Jesus. I really do think people need to stop using the US as an exemplar of how people should behave in a given neighbourhood. It's a marvellous country with much to recommend it, but on balance I'd really rather people were allowed to hang their washing out than use a Remington pump-action 7600 to blast the head off, say, a jogger/child/Postmates driver.

Coffee4685 · 30/12/2021 13:12

The music blaring - I’m with you

The car - ditto

The washing out front? STFU. As someone who has been given grief for having the temerity to hang my clean laundry (yes, that includes pants!) in the comfort of my own back garden, I can’t fathom why anyone would clench at the sight of clean clothes…

’every-time we drive/walk past we see their washing. We see it from our bedroom & my DH's office’

Then stop looking. And get a life!

whereismumhiding3 · 30/12/2021 13:14

It does bother her though
Bovrilly and OP explained why. I think it's ok for PPs who aren't as interested in their neighbourhood looking nice to say that is how they feel, but I think it's belittling for PPs to tell OP she isn't allowed to have a viewpoint that's different.

I walk with sticks and years ago had some old furniture and mattress replaced and couldn't book for council to collect it for 3 weeks , the quotes to take it away privately were £300+ yet council charge was about £55 at the time. I couldn't move it myself so it had to go to front garden where council could take it from.

I spoke to all my close neighbours first, apologised for it and reassured when it would be collected, and stored it under tarpaulin behind hedge hidden from the road until you walked on my driveway.

. I'd see laundry drying as similar unsightliness that my neighbours shouldn't have to look out at front of my house on if I can help it. (It's different if it's not possible & that is only place you can fry laundry, but it is possible as OPs previous neighbours managed)

I also think it's different if someone buys a house with view of someone else's back garden as that's enclosed and they knew the view when they bought house and is normal to dry laundry in back gardens in warm weather.

Bovrilly · 30/12/2021 13:24

But that's what I don't get - what's unsightly about clothes drying?

Bovrilly · 30/12/2021 13:25

(Or - it's not that I'm not interested in my neighbourhood looking nice, but how do drying clothes make it look not nice?)

Mypathtriedtokillme · 30/12/2021 13:27

It’s much more environmentally friendly, better for infection control and cheaper to hang it out in the sun.

Get over it OP. It’s just clean washing.

whereismumhiding3 · 30/12/2021 13:27

My NDN bought me a dark green tarpaulin over so we could cover the blue tarpaulins so it was less jarring view from his living room.

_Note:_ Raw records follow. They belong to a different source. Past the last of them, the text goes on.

PR #20746, opened 2026-08-06
Add cost calculator to /pricing/

jeffmerrick:
Screenshot 2026-08-06 at 3 50 00 PM

### Proposed changes

Replaces the Stencil pricing calculator on `/pricing/` with a Hugo partial plus a plain TypeScript module, driven by a new `calculator:` block in `data/pulumi_pricing.yaml`.

* The estimator sits below the comparison table, since "what would this cost me" is a question you have after seeing the cards. Each edition card links down to it with "Estimate your cost" - on the editions the calculator prices - plus a "View all features" link to the table
* Those links carry the edition in the hash, so `/pricing/#calculator-enterprise` opens the estimator on Enterprise. Plain `#calculator` still works, and the estimator's heading links to it so the URL is easy to copy
* The volume-pricing note fades both ways now, via `@starting-style` and `transition-behavior: allow-discrete`. Browsers without them show and hide it instantly
* Meter ceilings are sized for large-scale usage - 250K IaC resources, 50K ESC secrets, 5B Neo tokens, 1M workflow minutes, 2M Insights resources. That's a wide enough range that the sliders are a cubic curve rather than linear, and the number input beside each one takes anything up to 10x its ceiling
* Past 3,000 IaC resources the estimate greys back and a note offers volume pricing
* `layouts/page/pricing.md` gets a "Cost estimation" section with the per-unit rates and the credit model, since an agent can't move a slider
* Adds a shared `.form-range` slider primitive to `theme/src/scss/shared/_forms.scss`
* Fixes `pulumi-tooltip` so the bubble sets its own typography instead of inheriting the trigger's
* The pricing cards' usage tooltip reads its rates from the `calculator:` block now - note: Neo tokens show as `3.00` rather than `3`
* Deletes the `pulumi-pricing-calculator` and orphaned `pulumi-value-calculator` Stencil components, plus the dead `price-toggle` and `pricing-trial` modules
* The comparison table's on-demand rows still carry these rates by hand so they can drift from the `calculator:` block. Collapsing them would mean templating the availability cells, so I've left that for another PR
* Screenshot above predates the meter changes and the move below the comparison table

N/A

### Related issues (optional)

N/A


layouts/page/pricing.html
```diff
@@ -100,6 +100,33 @@ <h2 class="text-2xl font-semibold tracking-tight m-0">{{ $edition.name }}</h2>
...
+                    <a href="#calculator-{{ $edition.id }}" data-track="pricing-card-{{ $edition.id }}-estimate" class="inline-flex items-center gap-1.5 text-violet-primary hover:underline">
+                        {{ partial "icon.html" (dict "name" "phosphor/calculator" "class" "size-4") }}
+                        Estimate your cost
+                    </a>
+                    {{ end }}
+                    <a href="#compare" data-track="pricing-card-{{ $edition.id }}-compare" class="inline-flex items-center gap-1.5 text-violet-primary hover:underline">
+                        {{ partial "icon.html" (dict "name" "phosphor/arrow-down" "class" "size-4") }}
+                        View all features
+                    </a>
+                </div>
```
cnunciato:
```suggestion
                <div class="mt-auto pt-2 flex flex-row md:flex-col lg:flex-row xl:flex-col xxl:flex-row items-start gap-4 text-sm">
                    {{ if $priced }}
                    <a href="#compare" data-track="pricing-card-{{ $edition.id }}-compare" class="inline-flex items-center gap-1.5 text-violet-primary hover:underline whitespace-nowrap">
                        {{ partial "icon.html" (dict "name" "phosphor/arrow-down" "class" "size-4") }}
                        View all features
                    </a>
                    <a href="#calculator-{{ $edition.id }}" data-track="pricing-card-{{ $edition.id }}-estimate" class="inline-flex items-center gap-1.5 text-violet-primary hover:underline">
                        {{ partial "icon.html" (dict "name" "phosphor/calculator" "class" "size-4") }}
                        Estimate your cost
                    </a>
                    {{ end }}
                </div>
```

cnunciato (approved):
Love it. My only (very non-blocking, thus approving) suggestion would be to consider positioning features first (just 'cause value > cost), and maybe fitting both links on one line, and stacking when necessary — something like this, maybe:

https://github.com/user-attachments/assets/8d87efb3-a6ae-4033-ab7f-4b261bf76503

Left this as a suggestion, but up to you. Thanks again for knocking this out!

layouts/page/pricing.html
jeffmerrick: @cnunciato Good call, that looks way better! I just made them `flex-wrap` so they'll stay side-by-side when there is enough room.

Both sides of me could see it from their living room windows and both were really accepting & lovely about it as and they appreciated the consideration and apology from me for the untidiness for those 3 weeks.

These are the same neighbours who each have let me put my car on their drives when roadworks blocked entry to mine and I've let their visitors park on my driveway on the odd occasion they've had a lot of visitors for a party and for a funeral wake and asked me, so that no one gets a traffic ticket.

I think consideration for your neighbours if they are reasonable people, benefits everyone as it builds sense of community and kindness back.